> [Source records]:
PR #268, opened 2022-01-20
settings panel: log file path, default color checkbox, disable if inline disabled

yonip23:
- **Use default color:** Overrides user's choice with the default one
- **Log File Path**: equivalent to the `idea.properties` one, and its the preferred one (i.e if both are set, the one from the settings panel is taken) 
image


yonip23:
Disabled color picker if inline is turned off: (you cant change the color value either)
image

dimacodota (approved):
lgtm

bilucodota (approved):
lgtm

* * *

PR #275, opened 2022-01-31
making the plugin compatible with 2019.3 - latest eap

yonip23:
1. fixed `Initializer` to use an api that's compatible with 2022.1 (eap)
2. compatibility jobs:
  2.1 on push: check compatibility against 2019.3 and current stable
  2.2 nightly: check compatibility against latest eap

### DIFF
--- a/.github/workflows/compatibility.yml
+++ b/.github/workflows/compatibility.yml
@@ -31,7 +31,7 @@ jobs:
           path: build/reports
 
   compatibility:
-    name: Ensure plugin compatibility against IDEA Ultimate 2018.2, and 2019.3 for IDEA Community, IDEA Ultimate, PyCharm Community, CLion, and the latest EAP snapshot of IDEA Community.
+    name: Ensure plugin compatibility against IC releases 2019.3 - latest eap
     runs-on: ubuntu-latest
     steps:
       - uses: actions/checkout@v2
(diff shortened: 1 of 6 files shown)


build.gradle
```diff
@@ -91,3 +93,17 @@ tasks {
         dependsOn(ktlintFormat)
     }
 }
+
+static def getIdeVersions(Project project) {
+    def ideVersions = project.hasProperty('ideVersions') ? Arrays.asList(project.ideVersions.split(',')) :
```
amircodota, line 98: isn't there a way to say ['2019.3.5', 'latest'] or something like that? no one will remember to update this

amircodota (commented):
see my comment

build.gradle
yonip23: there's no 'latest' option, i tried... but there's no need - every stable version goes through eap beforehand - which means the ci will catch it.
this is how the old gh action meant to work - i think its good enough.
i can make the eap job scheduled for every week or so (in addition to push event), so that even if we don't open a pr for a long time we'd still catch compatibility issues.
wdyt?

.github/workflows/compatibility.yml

> [Exercise brief]:
Copy out, from the listing above, every line that contains the string "github".

> [Output of the task]:
--- a/.github/workflows/compatibility.yml
+++ b/.github/workflows/compatibility.yml
.github/workflows/compatibility.yml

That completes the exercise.